**TASK ITEM**
Take each line below that has "atilafassina" and copy it.

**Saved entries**
_ _ _ _ _

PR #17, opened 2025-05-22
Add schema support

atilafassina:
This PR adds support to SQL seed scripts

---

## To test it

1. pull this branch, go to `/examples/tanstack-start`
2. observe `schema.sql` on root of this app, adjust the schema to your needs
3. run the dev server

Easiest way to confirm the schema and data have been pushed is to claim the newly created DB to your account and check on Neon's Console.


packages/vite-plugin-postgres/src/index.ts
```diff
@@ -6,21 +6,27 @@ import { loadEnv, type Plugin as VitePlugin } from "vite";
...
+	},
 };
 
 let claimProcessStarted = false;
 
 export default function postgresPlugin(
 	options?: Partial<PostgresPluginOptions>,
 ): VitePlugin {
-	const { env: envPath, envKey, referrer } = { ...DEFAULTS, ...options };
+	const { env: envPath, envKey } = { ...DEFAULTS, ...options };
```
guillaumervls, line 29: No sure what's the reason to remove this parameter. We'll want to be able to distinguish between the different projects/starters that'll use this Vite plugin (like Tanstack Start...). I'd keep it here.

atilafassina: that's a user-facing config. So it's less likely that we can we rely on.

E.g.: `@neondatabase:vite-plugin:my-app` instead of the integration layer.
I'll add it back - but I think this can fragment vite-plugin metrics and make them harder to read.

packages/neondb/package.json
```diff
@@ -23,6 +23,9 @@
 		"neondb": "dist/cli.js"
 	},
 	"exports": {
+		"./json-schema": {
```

_ _ _ _ _

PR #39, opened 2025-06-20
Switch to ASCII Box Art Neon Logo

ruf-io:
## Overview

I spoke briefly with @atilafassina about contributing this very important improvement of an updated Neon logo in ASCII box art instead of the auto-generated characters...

_ _ _ _ _

**WRITTEN RESPONSE**
atilafassina:
atilafassina: that's a user-facing config. So it's less likely that we can we rely on.
I spoke briefly with @atilafassina about contributing this very important improvement of an updated Neon logo in ASCII box art instead of the auto-generated characters...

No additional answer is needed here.